Time complexity of the different operations are:

  • Insertion O(log N)
  • Search P(log N)
  • Delete O(log N)
  • Initial creation: O(N * log N) as there will be N nodes

Applications of Interval Tree

Interval trees are mostly used when dealing with geometry.

For e.g. if you want to find a point or line which is overlapping or enclosed in the rectangle, then the interval tree makes it easy to find.

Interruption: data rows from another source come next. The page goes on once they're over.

PR #1355, opened 2025-02-19
fix: correctly kick off build in background

### LINKED ISSUE #1302: Build always ends in timeout
### Bug description

Most likely related to our change of timeout to 5 seconds maybe? 

Each time I go build I always end up with a timeout now:

https://github.com/user-attachments/assets/7c22ebbf-f34f-4619-95dc-22b3884083c8

### Operating system

mac m1 / latest build

### Version

next (development version)

### Steps to reproduce

_No response_

### Relevant log output

```shell

```

### Additional context

cc @deboer-tim

deboer-tim:
### What does this PR do?

Either during increasing our linting rules and properly handling promises, or updating the message proxy, the behaviour of returning a promise from buildDiskImage() changed. Instead of returning the window.withProgress promise immediately, it now waits until the task/promise is complete before returning. As a result, the build always 'times out' and you receive an error in the UI.

The correct behaviour should be returning immediately after starting the background task. This just adds a catch block so that we can remove the return and not await.

I'll be honest, I have no idea how to correctly test for this behaviour. :)

### Screenshot / video of UI

N/A

Fixes #1302.

### How to test this PR?

See #1302. Start a build and confirm you're redirected to the build logs instead of receiving a timeout error.

### DIFF
--- a/packages/backend/src/build-disk-image.spec.ts
+++ b/packages/backend/src/build-disk-image.spec.ts
@@ -25,13 +25,17 @@ import {
   getBuilder,
   getUnusedName,
   createBuildConfigJSON,
+  buildDiskImage,
 } from './build-disk-image';
 import { bootcImageBuilderCentos, bootcImageBuilderRHEL } from './constants';
 import type { ContainerInfo, Configuration } from '@podman-desktop/api';
+import * as extensionApi from '@podman-desktop/api';
 import { containerEngine } from '@podman-desktop/api';
 import type { BootcBuildInfo, BuildConfig } from '/@shared/src/models/bootc';
 import * as fs from 'node:fs';
+import type { History } from './history';
 import path, { resolve } from 'node:path';
+import { getContainerEngine } from './container-utils';
 
 const configurationGetConfigurationMock = vi.fn();
 
@@ -54,11 +58,22 @@ vi.mock('@podman-desktop/api', async () => {
     configuration: {
       getConfiguration: (): Configuration => config,
     },
+    window: {
+      withProgress: vi.fn(),
+      showErrorMessage: vi.fn(),
+    },
+    ProgressLocation: {
+      TASK_WIDGET: 'TASK_WIDGET',
+    },
   };
 });
 
+vi.mock('./container-utils');
+
+vi.mock('./machine-utils');
+
 beforeEach(() => {
-  vi.clearAllMocks();
+  vi.resetAllMocks();
 });
 
 test('check image builder options', async () => {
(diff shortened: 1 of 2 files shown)


benoitf (commented):
how to test:


window.withProgress = long task like 2s wait

assert that await of the function completes before a call after the withProgress wait of 2s

should fail with current code, works with the PR code

benoitf (approved):

packages/backend/src/build-disk-image.spec.ts
```diff
@@ -54,6 +57,27 @@ vi.mock('@podman-desktop/api', async () => {
...
+      TASK_WIDGET: 'TASK_WIDGET',
+    },
+  };
+});
+
+vi.mock('./container-utils', async () => {
+  return {
+    getContainerEngine: vi.fn().mockReturnValue({
+      connection: { type: 'podman', status: vi.fn().mockReturnValue('started') },
+    } as unknown as ProviderContainerConnection),
```
axel7083, line 74: The mockReturnValue should be done in the beforeEach, running `vi.resetAllMock()` remove all the mockReturnValue.

packages/backend/src/build-disk-image.spec.ts
```diff
@@ -54,6 +57,27 @@ vi.mock('@podman-desktop/api', async () => {
...
+  };
+});
+
+vi.mock('./machine-utils', async () => {
+  return {
+    checkPrereqs: vi.fn().mockReturnValue(undefined),
```
axel7083, line 80: same remark

packages/backend/src/build-disk-image.spec.ts
axel7083: if the beforeEach(() => { vi.resetAllMock() }) is missing it should be added

packages/backend/src/build-disk-image.ts
```diff
@@ -112,9 +112,9 @@ export async function buildDiskImage(build: BootcBuildInfo, history: History, ov
   const telemetryData: Record<string, unknown> = {};
   telemetryData.build = build;
 
-  // "Returning" withProgress allows PD to handle the task in the background with building.
+  // Kick off task using withProgress to build in the background
   let errorMessage: string;
-  return extensionApi.window
+  extensionApi.window
```
axel7083, line 117: IMHO it does not make much sense to have a function with the following signature (promise)

https://github.com/podman-desktop/extension-bootc/blob/8fc7abafe8e4b5d5c29a439c43f41759a16be85a/packages/backend/src/build-disk-image.ts#L60

and having a dangling promise not awaited at the end. If the caller do not to bother to wait, this is the caller issue, not the method implementation. 

The signature of the method is misleading then. In ai-lab we solved it by having two method:

```
// request => do not wait for the task to be finishes, only start it (do not return a promise)
requestCreateInferenceServer(): string;

// awaiting this promise will wait for full completion (return a promise)
createInferenceServer(): Promise<string>;
```

packages/backend/src/build-disk-image.spec.ts
deboer-tim: Switched to using resetAllMock(), but since only the one new test needs getContainerEngine() to be mocked I moved the mocking into the test. (and found I don't actually need to mock machine-utils return value, just need basic mock()).

packages/backend/src/build-disk-image.spec.ts
deboer-tim: Fixed.

packages/backend/src/build-disk-image.ts
deboer-tim: Understood, but launching a build requires validation, checking prereqs on Podman, updating the build history, then launching the 2+ minute task to actually do the build. We don't want a function that waits for the full build to complete, but even those initial things require awaits and might take a couple seconds.

IMHO having the promise is accurate and still allows you to decide between awaiting to confirm that the build actually kicked off vs backgrounding it. Would a comment or renaming help with your concern instead?

deboer-tim:
Rebased to fix merge conflicts.

packages/backend/src/build-disk-image.ts
deboer-tim: @axel7083 ok? This PR is just 'fixing the current intended behaviour' so even if you think this is wrong I'd prefer to fix the bug and take a followup. :)

cdrage (approved):
Was able to test and it redirects fine, rather than erroring out.

I agree with @deboer-tim should follow up in separate PR as this will fix functionality before release.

Putting it more formally, Enclosing Interval Searching Problem:

Given a set S of n intervals and a query point, q, report all those intervals containing q; and Overlapping Interval Searching Problem: Given a set S of n intervals and a query interval Q, report all those intervals in S overlapping Q.

Conclusion

The good thing about the interval trees is that they have retain the search complexity, which is O(logn), from normal binary tree.

I would say the idea behind the interval tree is to maintain the self-balancing tree structure so that the search or other operation can be done in O(logn).